------ SUPPLIED INFORMATION
Issue #1480, opened 2022-03-10
(Nexus Docker Hub) [Spike] Generate Letsencrypt SSL cert


jjgriff93:
As part of solution to #1089, we need to generate an SSL certificate for consumption by Nexus (as it will no longer be hosted on App Service due to #1479 and thus won't have an included cert) so that it can proxy Docker Hub over https.

An approach outlined by @marrobi can potentially address this:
------------
> **EXERCISE BRIEF**:
Transcribe each record above exactly. Skip none.

> **RESPONSE**:
Issue #1480, opened 2022-03-10
(Nexus Docker Hub) [Spike] Generate Letsencrypt SSL cert


jjgriff93:
As part of solution to #1089, we need to generate an SSL certificate for consumption by Nexus (as it will no longer be hosted on App Service due to #1479 and thus won't have an included cert) so that it can proxy Docker Hub over https.

An approach outlined by @marrobi can potentially address this:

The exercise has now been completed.